What the task asks ▸ Wherever the word "currently" turns up in a line of the entries, copy that line.

___ Material provided ___

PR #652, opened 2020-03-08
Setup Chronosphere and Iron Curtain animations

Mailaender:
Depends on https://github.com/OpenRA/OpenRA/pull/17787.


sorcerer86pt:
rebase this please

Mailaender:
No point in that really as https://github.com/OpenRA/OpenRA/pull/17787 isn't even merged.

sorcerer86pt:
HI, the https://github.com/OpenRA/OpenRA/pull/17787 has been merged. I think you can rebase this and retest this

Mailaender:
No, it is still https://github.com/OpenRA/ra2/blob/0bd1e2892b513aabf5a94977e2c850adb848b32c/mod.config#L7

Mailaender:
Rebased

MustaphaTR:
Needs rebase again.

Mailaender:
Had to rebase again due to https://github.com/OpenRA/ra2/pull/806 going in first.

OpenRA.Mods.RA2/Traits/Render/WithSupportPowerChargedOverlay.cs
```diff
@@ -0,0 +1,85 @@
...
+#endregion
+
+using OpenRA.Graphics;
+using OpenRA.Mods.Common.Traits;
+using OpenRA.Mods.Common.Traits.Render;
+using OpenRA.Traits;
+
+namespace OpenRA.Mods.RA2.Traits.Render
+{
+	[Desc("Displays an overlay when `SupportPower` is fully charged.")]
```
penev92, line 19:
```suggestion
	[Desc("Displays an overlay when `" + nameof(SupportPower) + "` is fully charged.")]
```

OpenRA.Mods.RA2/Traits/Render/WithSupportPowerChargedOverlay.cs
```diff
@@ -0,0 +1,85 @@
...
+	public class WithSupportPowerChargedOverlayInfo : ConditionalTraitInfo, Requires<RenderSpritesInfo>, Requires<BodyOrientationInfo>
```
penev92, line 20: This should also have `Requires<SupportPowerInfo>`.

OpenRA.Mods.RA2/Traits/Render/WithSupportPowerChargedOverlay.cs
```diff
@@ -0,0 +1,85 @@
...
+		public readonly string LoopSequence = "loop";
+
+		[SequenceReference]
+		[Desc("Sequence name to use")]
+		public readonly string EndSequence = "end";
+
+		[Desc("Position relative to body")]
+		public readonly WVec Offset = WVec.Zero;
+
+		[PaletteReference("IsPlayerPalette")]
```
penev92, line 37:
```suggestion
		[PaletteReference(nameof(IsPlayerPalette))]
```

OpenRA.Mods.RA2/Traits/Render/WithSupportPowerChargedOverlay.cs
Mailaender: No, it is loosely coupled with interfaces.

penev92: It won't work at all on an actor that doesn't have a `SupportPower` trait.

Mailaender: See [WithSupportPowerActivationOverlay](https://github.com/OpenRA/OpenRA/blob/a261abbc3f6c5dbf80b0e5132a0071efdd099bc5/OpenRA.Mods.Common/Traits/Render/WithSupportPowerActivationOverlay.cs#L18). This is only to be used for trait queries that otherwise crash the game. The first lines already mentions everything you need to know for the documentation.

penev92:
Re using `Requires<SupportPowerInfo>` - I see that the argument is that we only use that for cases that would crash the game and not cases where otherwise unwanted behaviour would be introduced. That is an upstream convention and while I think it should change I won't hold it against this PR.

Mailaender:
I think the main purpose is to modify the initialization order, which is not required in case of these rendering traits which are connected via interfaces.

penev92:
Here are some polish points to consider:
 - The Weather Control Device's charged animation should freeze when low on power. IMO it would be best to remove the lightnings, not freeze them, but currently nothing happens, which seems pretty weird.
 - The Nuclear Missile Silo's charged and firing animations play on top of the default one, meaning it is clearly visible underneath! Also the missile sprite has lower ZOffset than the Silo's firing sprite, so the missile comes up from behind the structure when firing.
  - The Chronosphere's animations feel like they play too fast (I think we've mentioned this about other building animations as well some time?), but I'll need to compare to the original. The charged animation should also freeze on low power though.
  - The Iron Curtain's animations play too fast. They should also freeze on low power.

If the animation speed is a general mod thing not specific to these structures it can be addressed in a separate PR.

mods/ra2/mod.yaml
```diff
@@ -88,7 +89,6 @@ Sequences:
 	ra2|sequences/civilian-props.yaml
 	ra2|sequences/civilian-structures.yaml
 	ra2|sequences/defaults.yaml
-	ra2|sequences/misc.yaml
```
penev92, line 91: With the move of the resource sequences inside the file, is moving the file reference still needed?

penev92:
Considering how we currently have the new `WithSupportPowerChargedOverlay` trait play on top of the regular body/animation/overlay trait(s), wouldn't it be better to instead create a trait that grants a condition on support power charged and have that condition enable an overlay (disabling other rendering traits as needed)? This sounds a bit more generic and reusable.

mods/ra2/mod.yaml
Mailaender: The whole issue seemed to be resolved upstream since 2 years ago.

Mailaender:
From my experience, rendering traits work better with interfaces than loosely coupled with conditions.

___
___ Material provided ___

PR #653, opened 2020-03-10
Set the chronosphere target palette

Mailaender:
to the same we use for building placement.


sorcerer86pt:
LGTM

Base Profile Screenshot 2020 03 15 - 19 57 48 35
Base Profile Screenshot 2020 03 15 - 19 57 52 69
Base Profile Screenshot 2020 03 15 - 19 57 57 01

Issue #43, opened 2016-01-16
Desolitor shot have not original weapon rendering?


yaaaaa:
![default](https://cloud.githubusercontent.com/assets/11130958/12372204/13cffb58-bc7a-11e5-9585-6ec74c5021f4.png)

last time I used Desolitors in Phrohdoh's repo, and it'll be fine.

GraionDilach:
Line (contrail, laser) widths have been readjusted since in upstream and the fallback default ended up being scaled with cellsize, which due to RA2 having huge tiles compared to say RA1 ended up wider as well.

___

Final answer ▸
 - The Weather Control Device's charged animation should freeze when low on power. IMO it would be best to remove the lightnings, not freeze them, but currently nothing happens, which seems pretty weird.
Considering how we currently have the new `WithSupportPowerChargedOverlay` trait play on top of the regular body/animation/overlay trait(s), wouldn't it be better to instead create a trait that grants a condition on support power charged and have that condition enable an overlay (disabling other rendering traits as needed)? This sounds a bit more generic and reusable.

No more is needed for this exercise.